Issue #115, opened 2019-02-05
Strict functions for setters, space leaks tracking


arybczak:
I skimmed over open issues for lens and the following mention space leaks problems:

1. [Add strict functions](https://github.com/ekmett/lens/issues/574)
2. [Add a strict version of %~](https://github.com/ekmett/lens/issues/664)
3. [Space leak in partsOf](https://github.com/ekmett/lens/issues/219)
4. [Add a class for certain indexed efficiencies](https://github.com/ekmett/lens/issues/790)

(1) and (2) are easily solvable by adding appropriate variants.

(3) doesn't seem to happen with latest lens. We don't have `partsOf` yet, but I wrote a base implementation a while ago:
```haskell
partsOf :: forall k s t a. Is k A_Traversal => Optic k NoIx s t a a -> Lens s t [a] [a]
partsOf o = lensVL $ \f s ->
  let as = toListOf (Optic (rphantom . getOptic (toTraversal o)) :: Fold s a) s
      update a = get >>= \case
        []       ->            pure a
        a' : as' -> put as' >> pure a'
  in evalState (traverseOf o update s) <$> f as
```
which is more efficient than the lens one (both space and time wise). The one from lens  essentially does the same thing if you look past the abstractions, but I guess they confuse the optimizer too much. The lens implementation is of course a bit more polymorphic as it also accepts folds and turns them into getters, but this variation could arguably be just named differently (if we want to provide it at all).

As for (4), I think we don't have such issues because we never pair indices and values. @treeowl do you have any examples that leak space with indexed optics from lens so that we can check that we're issues free?

arybczak:
`at` for Map can introduce unwanted laziness: https://github.com/ekmett/lens/issues/492

arybczak:
Added `at'` in f5c678166546c333e850579558fe9f9b7133c6c7.

arybczak:
Added another `at'` (for `IntMap`) in bec6a7aebf4b012af8abad757f4643a12dc88052.

arybczak:
Closing as we now have `at'`, `set'`, `over'` and strict versions of operators.

PR #116, opened 2019-02-05
Add strict versions of (i)over and (i)set

arybczak:
Addresses (1) and (2) of #115.

Should we have infix versions of `over'` and `set'` (`%!~` and `!~`)?

### DIFF
--- a/optics-core/src/Optics/Internal/Profunctor.hs
+++ b/optics-core/src/Optics/Internal/Profunctor.hs
@@ -8,6 +8,7 @@ module Optics.Internal.Profunctor where
 import Data.Coerce (Coercible, coerce)
 import Data.Functor.Const
 import Data.Functor.Identity
+import Data.Semigroup
 
 import Optics.Internal.Utils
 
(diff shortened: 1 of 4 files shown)


optics-core/src/Optics/Internal/Profunctor.hs
```diff
@@ -472,20 +498,36 @@ instance Traversing IxFunArrow where
...
 
 instance Mapping FunArrow where
-  roam f (FunArrow k) = FunArrow (f k)
+  roam  f (FunArrow k) = FunArrow $ f k
+  iroam f (FunArrow k) = FunArrow $ f (const k)
   {-# INLINE roam #-}
+  {-# INLINE iroam #-}
 
-  iroam f (FunArrow k) = FunArrow (f (const k))
+instance Mapping (IxStar ((,) Unit')) where
```
phadej: This is ugly. I'd guess, that `StrictFunArrow` is not much more code.

arybczak: Unfortunately not, you need to write instances for all profunctor classes (times two, because there is also StrictIxFunArrow).

We get these for free with `(Ix)Star` because we have instances for `Applicative f => (Ix)Star f` below `Mapping`.

arybczak: Alternative is Star StrictIdentity, but that type has unlawful Applicative instance (see https://github.com/ekmett/lens/issues/664#issuecomment-234434845). I don't know if that matters though.

arybczak: I'm not even sure if it's possible to do this with FunArrow.

`StrictFunArrow` is equivalent to `Star StrictIdentity`, so in pseudo-Haskell:

```haskell
newtype StrictFunArrow i a b = StrictFunArrow { runStrictFunArrow :: a -> !b }
```

when you have `StrictFunArrow k`, you need to force the result of application of `k`. But how can you do it when writing e.g. the definition of `roam`? `k` is just passed to `f` there, you can't influence what happens with the result of `k` applied to the value we're modifying.

phadej: So the point is to `seq` only the fields focused by optic. `StrictIdentity` would force whole structure, won't it? Am I overthinking?

This is highly non-trivial, so proper `[Note]` should be in place.

phadej: Yes, I now see that we need a token, forcing which will force proper parts.

But it's something one need to think about when seen first time, it looks too complicated. Don't make adam or andres or possible contributors to wonder what happens, but write a note. This is tricky, and should be clarified.

arybczak: > So the point is to `seq` only the fields focused by optic. `StrictIdentity` would force whole structure, won't it? Am I overthinking?

It would force everything that's on the rhs of `<*>` in the definition of traversals. Exactly which parts would be forced depends on the way the traversal is written, which is quite bad.

> This is highly non-trivial, so proper `[Note]` should be in place.

Yes, that indeed needs to be explained.

arybczak: I replaced `Unit'` with proper `Identity'` type so that its inner workings are less obscure and added explanation. It should be fairly clear now what's going on.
________________________________________
→ Goal of the exercise:
Copy every record again, keeping each word unchanged.

→ Answer to this exercise:
Issue #115, opened 2019-02-05
Strict functions for setters, space leaks tracking


arybczak:
I skimmed over open issues for lens and the following mention space leaks problems:

1. [Add strict functions](https://github.com/ekmett/lens/issues/574)
2. [Add a strict version of %~](https://github.com/ekmett/lens/issues/664)
3. [Space leak in partsOf](https://github.com/ekmett/lens/issues/219)
4. [Add a class for certain indexed efficiencies](https://github.com/ekmett/lens/issues/790)

(1) and (2) are easily solvable by adding appropriate variants.

(3) doesn't seem to happen with latest lens. We don't have `partsOf` yet, but I wrote a base implementation a while ago:
```haskell
partsOf :: forall k s t a. Is k A_Traversal => Optic k NoIx s t a a -> Lens s t [a] [a]
partsOf o = lensVL $ \f s ->
  let as = toListOf (Optic (rphantom . getOptic (toTraversal o)) :: Fold s a) s
      update a = get >>= \case
        []       ->            pure a
        a' : as' -> put as' >> pure a'
  in evalState (traverseOf o update s) <$> f as
```
which is more efficient than the lens one (both space and time wise). The one from lens  essentially does the same thing if you look past the abstractions, but I guess they confuse the optimizer too much. The lens implementation is of course a bit more polymorphic as it also accepts folds and turns them into getters, but this variation could arguably be just named differently (if we want to provide it at all).

As for (4), I think we don't have such issues because we never pair indices and values. @treeowl do you have any examples that leak space with indexed optics from lens so that we can check that we're issues free?

arybczak:
`at` for Map can introduce unwanted laziness: https://github.com/ekmett/lens/issues/492

arybczak:
Added `at'` in f5c678166546c333e850579558fe9f9b7133c6c7.

arybczak:
Added another `at'` (for `IntMap`) in bec6a7aebf4b012af8abad757f4643a12dc88052.

arybczak:
Closing as we now have `at'`, `set'`, `over'` and strict versions of operators.

PR #116, opened 2019-02-05
Add strict versions of (i)over and (i)set

arybczak:
Addresses (1) and (2) of #115.

Should we have infix versions of `over'` and `set'` (`%!~` and `!~`)?

### DIFF
--- a/optics-core/src/Optics/Internal/Profunctor.hs
+++ b/optics-core/src/Optics/Internal/Profunctor.hs
@@ -8,6 +8,7 @@ module Optics.Internal.Profunctor where
 import Data.Coerce (Coercible, coerce)
 import Data.Functor.Const
 import Data.Functor.Identity
+import Data.Semigroup
 
 import Optics.Internal.Utils
 
(diff shortened: 1 of 4 files shown)


optics-core/src/Optics/Internal/Profunctor.hs
```diff
@@ -472,20 +498,36 @@ instance Traversing IxFunArrow where
...
 
 instance Mapping FunArrow where
-  roam f (FunArrow k) = FunArrow (f k)
+  roam  f (FunArrow k) = FunArrow $ f k
+  iroam f (FunArrow k) = FunArrow $ f (const k)
   {-# INLINE roam #-}
+  {-# INLINE iroam #-}
 
-  iroam f (FunArrow k) = FunArrow (f (const k))
+instance Mapping (IxStar ((,) Unit')) where
```
phadej: This is ugly. I'd guess, that `StrictFunArrow` is not much more code.

arybczak: Unfortunately not, you need to write instances for all profunctor classes (times two, because there is also StrictIxFunArrow).

We get these for free with `(Ix)Star` because we have instances for `Applicative f => (Ix)Star f` below `Mapping`.

arybczak: Alternative is Star StrictIdentity, but that type has unlawful Applicative instance (see https://github.com/ekmett/lens/issues/664#issuecomment-234434845). I don't know if that matters though.

arybczak: I'm not even sure if it's possible to do this with FunArrow.

`StrictFunArrow` is equivalent to `Star StrictIdentity`, so in pseudo-Haskell:

```haskell
newtype StrictFunArrow i a b = StrictFunArrow { runStrictFunArrow :: a -> !b }
```

when you have `StrictFunArrow k`, you need to force the result of application of `k`. But how can you do it when writing e.g. the definition of `roam`? `k` is just passed to `f` there, you can't influence what happens with the result of `k` applied to the value we're modifying.

phadej: So the point is to `seq` only the fields focused by optic. `StrictIdentity` would force whole structure, won't it? Am I overthinking?

This is highly non-trivial, so proper `[Note]` should be in place.

phadej: Yes, I now see that we need a token, forcing which will force proper parts.

But it's something one need to think about when seen first time, it looks too complicated. Don't make adam or andres or possible contributors to wonder what happens, but write a note. This is tricky, and should be clarified.

arybczak: > So the point is to `seq` only the fields focused by optic. `StrictIdentity` would force whole structure, won't it? Am I overthinking?

It would force everything that's on the rhs of `<*>` in the definition of traversals. Exactly which parts would be forced depends on the way the traversal is written, which is quite bad.

> This is highly non-trivial, so proper `[Note]` should be in place.

Yes, that indeed needs to be explained.

arybczak: I replaced `Unit'` with proper `Identity'` type so that its inner workings are less obscure and added explanation. It should be fairly clear now what's going on.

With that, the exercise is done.